# Frontosa colony question.



## Daisoman (Jan 13, 2011)

Hey everyone, I have a 65 gallon tank housing one 5-6" frontosa and a 4" syno catfish. Sold my other cichlids now looking to start a small frontosa colony. 

Should I try to search for similar sized fronts or listen to the BA employee and trade my single front for a few fry and start from scratch? 

Trying to hold 3-4 fronts and upgrade my tank in a year or 2 when they grow. 

Thanks


----------



## DireWolf (Jul 27, 2011)

Hey Daisoman,

If all you have now and for the next while is the 65g tank then you would be best with starting out with a group of fry. Frontosa are best kept in a colony of at least 8-12. This poor guy all by himself must be lonely. to add 2-3 more 5-6" fronts in a tank that size, to me, would not make sense.

If you start out with 1-2" of say 8-10 fry you will be fine for about a year in the 65g (36x18x24). Then they would be best moved to a larger tank. Adult Frontosa like a large footprint tank so a 6 footer at that stage would make them very happy.

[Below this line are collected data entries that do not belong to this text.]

PR #210, opened 2021-09-17
sort/deduplicate on the table copy; fix #209

### LINKED ISSUE #209: WriteTreeSeq modifies tables
Over in #208, @bhaller  pointed out that

> (Incidentally – WriteTreeSequence() [calls tsk_table_collection_sort() and tsk_table_collection_deduplicate_sites()]( https://github.com/MesserLab/SLiM/blob/master/core/slim_sim.cpp#L7294) on the simulation's tables, before it makes a copy of the simulation's tables with tsk_table_collection_copy(), when simplify=F, so calling treeSeqOutput(simplify=F) in Eidos has side effects on the simulation's tables; do we really want to be doing that before we copy the tables, or is that a separate bug?)

The deduplicate sites should be harmless; but the `sort` is a bit worrisome. On the one hand, we do both of these [during simplification](https://github.com/MesserLab/SLiM/blob/0627dcacfda8973aacde0c4ad1a3eb4b232eac51/core/slim_sim.cpp#L5304), so a sort of the tables as we go along ought to be OK in princple.  

Furthermore, I've just run a quick test, and inserting a call to `sim.treeSeqOutput` in the middle of a simulation does *not* the final output. (It does change the *order* of the *rows* in the final tree sequence, but the tree sequences are equivalent!)

And, let's see - after sorting and deduplicating sites, Simplify does
1. [simplify](https://github.com/MesserLab/SLiM/blob/0627dcacfda8973aacde0c4ad1a3eb4b232eac51/core/slim_sim.cpp#L5321)
2. [update map of remembered genomes](https://github.com/MesserLab/SLiM/blob/0627dcacfda8973aacde0c4ad1a3eb4b232eac51/core/slim_sim.cpp#L5326) which maps genomes to nodes
3. [record table position](https://github.com/MesserLab/SLiM/blob/0627dcacfda8973aacde0c4ad1a3eb4b232eac51/core/slim_sim.cpp#L5329) 

Skipping step (1) means the number of rows in the tables won't change, so step (3) is unnecessary. And, [tsk_table_collection_sort doesn't affect the node table](https://tskit.dev/tskit/docs/stable/python-api.html#tskit.TableCollection.sort), so step (2) should be unnecessary also.

For completeness, here's the test that inserting a call to outputTreeSeq in the middle doesn't change anything:
with `recipe_nonWFa.slim`:
```
initialize()
{
    setSeed(23);
    initializeSLiMModelType("nonWF");
    initializeTreeSeq();
    initializeMutationRate(1e-2);
    initializeMutationType("m1", 0.5, "f", -0.1);
    initializeGenomicElement(g1, 0, 999);
    defineConstant("K", 100);
}

reproduction() {
    subpop.addCrossed(individual, subpop.sampleIndividuals(1));
}

1 early() {
    sim.addSubpop("p1", K);
}

early() {
    p1.fitnessScaling = K / p1.individualCount;
}

10 late() {
    sim.treeSeqOutput("a_gen10.trees");
   sim.simulationFinished();
}
```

Anyway, good luck with whatever decision you decide.

Cheers
Greg


----------



## Daisoman (Jan 13, 2011)

Thanks dude,

I just sold off the others last night and already he does seem lonely. I really don't want to get rid of him but I don't really have space for a larger tank until I move out from my patents house in 2 years. Is keeping a trio too small of a colony?


----------



## DireWolf (Jul 27, 2011)

The real question is, is it a male or female? have you tried to vent the fish to find out? At 5-6" you may be able to tell. A colony of 1m and 2fm may not be bad, but 2fm/1m at that size could cause the 2 males to fight for dominance. 

also, what type of Frontosa are/were they? How many were in there before you sold off the rest? Curious why this one did not go with the other Fronts? The different collection points should really not be combined. If you don't know, i would for sure start over.


----------



## Daisoman (Jan 13, 2011)

He's a male Burundi as I bought him from a breeder as the largest of the batch. 

I had him with various type of African cichlids like blue dolphin and hap ventus. He was the only front of my previous group. After hearing that they prosper in groups I decided to start a small one until I can get a 100+ gallon. 

I understand you feel it is best to start over but I feel a wee bit attached to this guy. (can't explain why)

I will look for 2 smaller fronts and see how that pans out. I think 3"+ is a good starting point.


----------



## DireWolf (Jul 27, 2011)

Put out some ads on Kijiji and Pricenetwork.ca and on here looking for 2 female Burundi 3-5" and you should be fine. Burundi are not hard to come by. 

i get attached to my fish too.

good luck!

cheers
greg


----------



## Daisoman (Jan 13, 2011)

Thanks for the info. I did the kijiji and also the classified section. I will update when it is all said and done


----------